* **What the exercise asks**: If a line in the records below includes the word "bugs", count it, then give the total and nothing else.

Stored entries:
____________________
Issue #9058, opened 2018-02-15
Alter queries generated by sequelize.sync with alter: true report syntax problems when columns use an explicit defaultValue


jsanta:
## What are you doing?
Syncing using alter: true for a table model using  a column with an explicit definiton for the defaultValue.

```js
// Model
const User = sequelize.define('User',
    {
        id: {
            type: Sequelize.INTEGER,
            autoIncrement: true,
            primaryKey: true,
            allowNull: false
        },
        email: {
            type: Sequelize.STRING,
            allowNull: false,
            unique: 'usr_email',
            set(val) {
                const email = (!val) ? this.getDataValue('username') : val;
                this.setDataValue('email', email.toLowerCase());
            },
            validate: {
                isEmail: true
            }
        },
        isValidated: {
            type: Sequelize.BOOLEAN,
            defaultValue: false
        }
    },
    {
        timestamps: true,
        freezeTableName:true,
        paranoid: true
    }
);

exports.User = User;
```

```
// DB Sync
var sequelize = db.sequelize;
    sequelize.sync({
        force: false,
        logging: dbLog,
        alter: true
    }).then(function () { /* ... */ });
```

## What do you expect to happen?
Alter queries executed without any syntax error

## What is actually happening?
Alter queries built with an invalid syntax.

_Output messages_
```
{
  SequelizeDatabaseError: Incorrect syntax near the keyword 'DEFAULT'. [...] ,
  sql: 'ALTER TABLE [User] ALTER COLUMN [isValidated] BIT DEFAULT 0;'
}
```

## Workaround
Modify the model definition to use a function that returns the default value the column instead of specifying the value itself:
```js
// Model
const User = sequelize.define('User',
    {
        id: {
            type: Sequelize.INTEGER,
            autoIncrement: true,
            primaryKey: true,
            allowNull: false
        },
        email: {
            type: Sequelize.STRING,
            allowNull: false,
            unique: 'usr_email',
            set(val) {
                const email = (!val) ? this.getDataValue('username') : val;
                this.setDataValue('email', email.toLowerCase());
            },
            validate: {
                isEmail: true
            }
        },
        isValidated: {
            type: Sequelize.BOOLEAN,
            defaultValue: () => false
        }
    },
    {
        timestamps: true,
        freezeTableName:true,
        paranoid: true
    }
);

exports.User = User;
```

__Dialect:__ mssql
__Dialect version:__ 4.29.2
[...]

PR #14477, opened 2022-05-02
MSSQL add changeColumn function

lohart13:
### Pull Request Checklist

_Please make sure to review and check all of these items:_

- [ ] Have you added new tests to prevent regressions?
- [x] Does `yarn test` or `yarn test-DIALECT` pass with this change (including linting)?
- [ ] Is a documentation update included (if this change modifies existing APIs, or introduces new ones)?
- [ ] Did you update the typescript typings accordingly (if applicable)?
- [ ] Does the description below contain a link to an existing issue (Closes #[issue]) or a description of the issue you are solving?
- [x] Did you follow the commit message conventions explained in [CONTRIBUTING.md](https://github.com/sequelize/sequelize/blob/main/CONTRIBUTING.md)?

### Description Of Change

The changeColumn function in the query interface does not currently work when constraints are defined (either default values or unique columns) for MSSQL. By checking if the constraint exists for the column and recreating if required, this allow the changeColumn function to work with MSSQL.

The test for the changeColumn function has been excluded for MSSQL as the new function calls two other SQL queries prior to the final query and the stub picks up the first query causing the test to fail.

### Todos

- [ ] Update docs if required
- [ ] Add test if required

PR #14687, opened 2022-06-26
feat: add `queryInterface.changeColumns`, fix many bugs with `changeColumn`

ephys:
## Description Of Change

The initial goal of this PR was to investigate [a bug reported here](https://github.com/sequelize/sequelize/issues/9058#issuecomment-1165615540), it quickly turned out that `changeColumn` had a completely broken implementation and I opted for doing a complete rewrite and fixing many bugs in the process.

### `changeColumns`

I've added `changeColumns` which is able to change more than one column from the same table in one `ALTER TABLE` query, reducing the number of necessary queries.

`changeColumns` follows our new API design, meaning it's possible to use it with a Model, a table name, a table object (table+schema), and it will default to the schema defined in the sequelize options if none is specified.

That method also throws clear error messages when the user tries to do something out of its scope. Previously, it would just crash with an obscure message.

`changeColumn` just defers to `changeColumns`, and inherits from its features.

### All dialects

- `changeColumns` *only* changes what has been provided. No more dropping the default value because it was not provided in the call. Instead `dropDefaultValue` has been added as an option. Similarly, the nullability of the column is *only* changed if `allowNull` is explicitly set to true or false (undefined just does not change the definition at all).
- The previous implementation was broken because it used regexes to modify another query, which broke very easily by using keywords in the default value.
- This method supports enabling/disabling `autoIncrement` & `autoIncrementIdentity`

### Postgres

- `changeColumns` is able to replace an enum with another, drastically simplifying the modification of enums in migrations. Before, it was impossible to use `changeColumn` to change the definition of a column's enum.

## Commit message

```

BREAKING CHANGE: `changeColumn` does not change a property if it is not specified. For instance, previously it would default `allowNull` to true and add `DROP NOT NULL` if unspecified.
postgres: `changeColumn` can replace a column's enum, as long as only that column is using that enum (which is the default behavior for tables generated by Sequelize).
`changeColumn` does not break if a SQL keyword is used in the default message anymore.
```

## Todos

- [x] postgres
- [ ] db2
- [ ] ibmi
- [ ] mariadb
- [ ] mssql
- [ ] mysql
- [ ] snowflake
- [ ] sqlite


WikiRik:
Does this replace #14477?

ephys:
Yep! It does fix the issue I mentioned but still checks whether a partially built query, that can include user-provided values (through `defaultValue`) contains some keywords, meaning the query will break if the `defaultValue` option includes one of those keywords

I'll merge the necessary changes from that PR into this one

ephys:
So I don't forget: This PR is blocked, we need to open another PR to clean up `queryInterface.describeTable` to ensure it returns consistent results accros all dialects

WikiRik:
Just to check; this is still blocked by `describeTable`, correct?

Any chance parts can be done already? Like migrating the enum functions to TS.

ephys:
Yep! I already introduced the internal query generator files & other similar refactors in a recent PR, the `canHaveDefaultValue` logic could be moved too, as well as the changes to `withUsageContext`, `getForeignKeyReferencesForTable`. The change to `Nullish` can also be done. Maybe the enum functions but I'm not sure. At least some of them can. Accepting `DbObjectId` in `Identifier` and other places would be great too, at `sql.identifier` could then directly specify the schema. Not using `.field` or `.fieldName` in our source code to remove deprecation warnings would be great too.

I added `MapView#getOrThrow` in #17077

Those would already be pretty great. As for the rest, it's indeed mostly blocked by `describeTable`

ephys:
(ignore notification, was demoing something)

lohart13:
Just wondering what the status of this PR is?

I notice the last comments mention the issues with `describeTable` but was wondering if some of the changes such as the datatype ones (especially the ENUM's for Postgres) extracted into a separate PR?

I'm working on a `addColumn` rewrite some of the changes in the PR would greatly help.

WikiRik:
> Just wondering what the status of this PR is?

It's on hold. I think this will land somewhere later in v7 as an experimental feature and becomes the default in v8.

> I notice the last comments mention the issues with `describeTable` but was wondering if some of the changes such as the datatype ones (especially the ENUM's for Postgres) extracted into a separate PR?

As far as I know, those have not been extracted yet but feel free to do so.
____________________
* **Task response**: 2